There are few things more universally beloved (besides perhaps Girl Scout cookies) than the sandwich. It’s the easiest lunch option on the planet: take two slices of sprouted bread, throw in some nut butter and fruit or some veggies and pre-sliced turkey, and you’re good to go. It’s such an easy, healthy option, right? Absolutely—except if that turkey you’re using is the pre-packaged deli meat kind.
“Not all deli meats are alike but unfortunately, most are high in sodium,” says Bonnie Taub-Dix, RDN, creator of BetterThanDieting.com and author of Read It Before You Eat It – Taking You from Label to Table. They also historically are made with iffy ingredients like butylated hydroxyanisole (BHA) and butylated hydroxytoluene (BHT), which increase shelf life, and potentially-carcinogenic nitrates, which are used for curing. She says the same applies to charcuterie, aka the Instagram influencers of deli meats. “There are better choices out there, particularly lower sodium or fresh versions of the same meats,” she says.
So…is deli meat bad for you?
Well, it’s not great. Along with the above-mentioned health concerns, there is one big concern about deli meats: their association with cancer. Research has shown that eating lots of red and processed meats is linked to a higher risk of colorectal cancer and breast cancer.
It’s not completely clear why the association exists, although there are likely a few factors at play. First, we have the use of nitrates. Nitrates on their own aren’t inherently bad, says Alicia Jerome, R.D. They naturally occur in vegetables like beets and celery, and can help reduce blood pressure and enhance exercise performance. But Jerome says that there is likely something in the meat that combines with the added nitrates to make them carcinogenic. “Some research has pointed to a specific type of iron, heme iron, as the differentiator.”
Plus, the digestion of any meat (including deli meat) also creates a substance called trimethylamine-n-oxide (TMAO), says Nadja Pinnavaia, Ph.D., founder and CEO of Euphebe. High levels of TMAO in the blood has been associated with plaque buildup in the arteries, and Dr. Pinnavaia says that it can trigger chronic inflammation. “Chronic inflammation is understood to be one of the precursors to some forms of cancer, especially colorectal, prostrate, breast and pancreatic,” she says.
The evidence is concerning enough that the World Health Organization considers processed meats (like deli meats) as a Group 1 carcinogens, in the same category as cigarettes and asbestos.
Before you start freaking out: Eating deli meat is NOT as as bad or as risky as smoking; it’s dose-dependent. That “dose” is pretty small though. Eating 50 grams a day of processed meat (which Jerome equates to about two ounces of deli meat) increases your risk of developing colorectal cancer by 18 percent, according to a meta-analysis from the Public Library of Science. So for a daily Italian sub eater, that’s not good news. But if your deli meat habits look like sneaking a piece of soppresetta during happy hour every now and then, you likely don’t have to stress too much about that risk.

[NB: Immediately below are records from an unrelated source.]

PR #1803, opened 2020-07-29
neox-2.x to master-2.x

KickSeason:
Apply `neox-2.x` to `master-2.x`.

I think it's ready now for `neox-2.x` to merge into `master-2.x`. 
So that we can arrange to deploy on `testnet` and `mainnet`.

@neo-project/core

PR #1805, opened 2020-07-29
Fix extend consensus [2x]

shargon:
Close https://github.com/neo-project/neo/issues/1799


KickSeason:
Can you have a look my fix #1803

shargon:
@KickSeason could you link the line of the fix?

shargon:
@KickSeason I think that you say #1802 ?

KickSeason:
> @KickSeason I think that you say #1802 ?

Yes #1802, sorry.

PR #1811, opened 2020-07-31
Add node health

### LINKED ISSUE #1679: Neo3 node health evaluation design
Now we use the index to sync blocks, so we need a design to evaluate node health.

In order to evaluate the health of all connected nodes and facilitate SyncManger to select appropriate nodes to send sync requests, we designed a set of evaluation criteria for the health of nodes, mainly including the following indicators: 
 

1. RTT(Request round trip time), which represents the time from Request to receive data. We will record the index and the corresponding timestamp every time SyncManager starts a task, and calculate the value of RTT after receiving the corresponding block of index. For example, if the value of the received block timestamp minus the sent timestamp is 800ms, set the node RTT=800. Each assignment will recalculate the node's RTT, The method to update RTT is: old RTT * old RTT specific gravity (0.9) + new RTT * new RTT specific gravity (0.1). For example, the time interval after the next assignment task receives the block is 600ms, then new RTT=800*0.9+600*0.1=780.

2. Send Invalid Blocks Count. SyncManager logs the number of errors to the corresponding node each time it receives the Invalid block. The maximum number of sending error blocks is set to 3, and the number of sending within 3 times will reduce the weight of the node. More than 3 times direct disconnection.

3. Send Invalid Blocks Count. SyncManager logs the number of errors to the corresponding node each time it receives the Invalid block. The maximum number of sending invalid blocks is set to 3, and the count of sending invalid blocks within 3 will reduce the weight of the node. More than 3 times direct disconnection.

4. The number of tasks assigned to the node. A maximum of 10 tasks are assigned to each node at the same time, and the more tasks are assigned, the lower the weight of the node will be. The purpose of this is to keep SyncManager from assigning too many tasks to the same node at the same time.

Based on the above indicators, we can comprehensively analyze the health degree of nodes and calculate a Weight value. The calculation method of Weight value is as follows:

Each time SyncManager selects the node with the highest weight value from the node to assign synchronization tasks.

It can be seen that the lower the RTT value of the node is, the higher the weight value of the node will be, and the more inclined SyncManager is to assign tasks to the node with low RTT value, so as to ensure faster completion of synchronization tasks.

For Timeout count and Invalid Blocks count, when the Timeout number and Invalid Blocks number of the node are 0, it indicates that the node is a normal node and the coefficient calculated by the two indicators is 2^0=1, which has no influence on the node weight value. As the count of Timeout and Invalid Blocks grows, its weight decreases exponentially. For example, 1/2, 1/4, 1/8. This effectively reduces the number of tasks SyncManager assigns to problematic nodes.

At present, the maximum number of tasks assigned to each node is 10 at the same time, and the more tasks assigned, the lower the weight of nodes. Assuming that a node A has 5 assigned tasks, the remaining number of assignable tasks is 10-5=5, and the value of this indicator will become 5/10=1/2. In this case, for normal node B with other unassigned tasks, if the RTT value is less than double that of Node A (for example, RTT of A =500ms and RTT of B =700ms), the weight value of node B will be greater than that of node A, and SyncManager will assign tasks to node B to reduce the burden of node A.

To prevent malicious nodes from sending a large number of spam messages to local node, we plan to add a message detection mechanism at RemoteNode. For example, the average speed of sending messages is calculated for every 1000 messages received, and if the threshold is exceeded, the node is judged to be a malicious node, and the connection to that node is disconnected. We will put the detection mechanism on as an option in the configuration file, which is enabled by default. For developers with requirements such as testing, you can turn this detection off manually.

**Neo Version**
- Neo 3

- Network Policy
- P2P (TCP)

ShawnYun:
Close #1679
Modified the weight calculation method.
The relevant parameters may need to be discussed.

### DIFF
--- a/src/neo/Network/P2P/RemoteNode.cs
+++ b/src/neo/Network/P2P/RemoteNode.cs
@@ -7,6 +7,7 @@ using Neo.IO.Actors;
 using Neo.Ledger;
 using Neo.Network.P2P.Capabilities;
 using Neo.Network.P2P.Payloads;
+using System;
 using System.Collections;
 using System.Collections.Generic;
 using System.Linq;
@@ -24,6 +25,9 @@ namespace Neo.Network.P2P
         private readonly Queue<Message> message_queue_low = new Queue<Message>();
         private ByteString msg_buffer = ByteString.Empty;
         private bool ack = true;
+        private int message_count = 0;
+        private DateTime start_message_time;
+        private readonly double time_threshold = 1000;
 
         public IPEndPoint Listener => new IPEndPoint(Remote.Address, ListenerTcpPort);
         public int ListenerTcpPort { get; private set; } = 0;
@@ -112,7 +116,21 @@ namespace Neo.Network.P2P
             msg_buffer = msg_buffer.Concat(data);
 
             for (Message message = TryParseMessage(); message != null; message = TryParseMessage())
+            {
+                if (message_count == 0)
+                    start_message_time = TimeProvider.Current.UtcNow;
+                else if (message_count > 1000)
+                {
+                    message_count = 0;
+                    if ((TimeProvider.Current.UtcNow - start_message_time).TotalMilliseconds < time_threshold)
+                    {
+                        Disconnect(true);
+                        return;
+                    }
+                }
                 OnMessage(message);
+                message_count++;
+            }
         }
 
         protected override void OnReceive(object message)
--- a/src/neo/Network/P2P/RemoteNode.cs
+++ b/src/neo/Network/P2P/RemoteNode.cs
@@ -27,7 +27,7 @@ namespace Neo.Network.P2P
         private bool ack = true;
         private int message_count = 0;
         private DateTime start_message_time;
-        private readonly double time_threshold = 1000;
+        private readonly double time_threshold = 10;
 
         public IPEndPoint Listener => new IPEndPoint(Remote.Address, ListenerTcpPort);
         public int ListenerTcpPort { get; private set; } = 0;
--- a/src/neo/Network/P2P/RemoteNode.cs
+++ b/src/neo/Network/P2P/RemoteNode.cs
@@ -27,7 +27,7 @@ namespace Neo.Network.P2P
         private bool ack = true;
         private int message_count = 0;
         private DateTime start_message_time;
-        private readonly double time_threshold = 10;
+        private readonly double time_threshold = 100;
 
         public IPEndPoint Listener => new IPEndPoint(Remote.Address, ListenerTcpPort);
         public int ListenerTcpPort { get; private set; } = 0;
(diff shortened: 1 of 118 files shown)


src/neo/Network/P2P/RemoteNode.cs
```diff
@@ -112,7 +116,21 @@ protected override void OnData(ByteString data)
             msg_buffer = msg_buffer.Concat(data);
 
             for (Message message = TryParseMessage(); message != null; message = TryParseMessage())
+            {
+                if (message_count == 0)
+                    start_message_time = TimeProvider.Current.UtcNow;
```
Tommo-L, line 121:
```suggestion
                    var start_message_time = TimeProvider.Current.UtcNow;
```

Tommo-L: Move to L117

src/neo/Network/P2P/RemoteNode.cs
```diff
@@ -112,7 +116,21 @@ protected override void OnData(ByteString data)
...
+                else if (message_count > 1000)
```
Tommo-L, line 122: 1000 txs/per second?

ShawnYun: We need a reasonable value. It should be bigger.

src/neo/Network/P2P/TaskManager.cs
```diff
@@ -243,8 +261,13 @@ private void OnTimer()
                     if (TimeProvider.Current.UtcNow - kvp.Value > TaskTimeout)
                     {
                         session.IndexTasks.Remove(kvp.Key);
-                        session.TimeoutTimes++;
-                        AssignSyncTask(kvp.Key, session);
+                        if (++session.TimeoutTimes > 3)
```
shargon, line 256: We never reduce `TimeoutTimes` ? what's happend if at the begining we have two, in one day we have one, and in a week, we have another one, we terminate the session, and the node could be healthy, we should expire his bad rates.

src/neo/Network/P2P/RemoteNode.cs
```diff
@@ -112,7 +116,21 @@ protected override void OnData(ByteString data)
...
+                {
+                    message_count = 0;
+                    if ((TimeProvider.Current.UtcNow - start_message_time).TotalMilliseconds < time_threshold)
```
shargon, line 125: We have a threshold for receive, but not for send, what happens if it's a normal behaviour be fast?

src/neo/Network/P2P/TaskManager.cs
ShawnYun: Yes, maybe we can reduce TimeoutTimes by one every day.

erikzhang:
@ShawnYun Are you still working on this?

Is it ever safe to eat this stuff?
Taub-Dix says it’s hard to say how much deli meat you can eat since it depends on so many factors. She says that if you have an underlying conditions like high blood pressure, kidney disease, heart disease or a medical issue that requires you to minimize your sodium intake, “then you may need to keep your deli meat under wraps, and not in wraps,” she says.
If you generally have a clean bill of health and you need that deli meat (it’s so convenient!), there are a few things to keep in mind. Start by choosing an organic or nitrate-free deli meat, says Taub-Dix, to ensure you’re getting high-quality products with the lowest amount of carcinogenic compounds possible. Ignore labels that say “all natural,” she adds, which is more of a marketing phrase than anything.
Then, read the nutrition facts panel and look at the sodium compared to the serving size. “A product that is considered to be ‘low sodium’ contains 140 milligrams of sodium or less per serving,” Taub-Dix says. Just one slice of your standard deli turkey meat, on the other hand, contains around 216 milligrams of sodium, which is why she says a single hearty homemade or fast food sandwich might contain your entire recommended 2,300 milligrams of sodium per day. Good to know.
Again, you don’t have to completely cut these foods out of your life if you love them—it’s just best to eat less of them, and as part of a well-rounded diet, says Dr. Pinnavaia. “The rare slice of prosciutto every now and again in the context of a nutrient-dense, predominantly plant-based diet might not impact your health too dramatically,” she says. “However, if those strips of bacon are loaded on top of a meat-heavy diet, then you are in trouble.”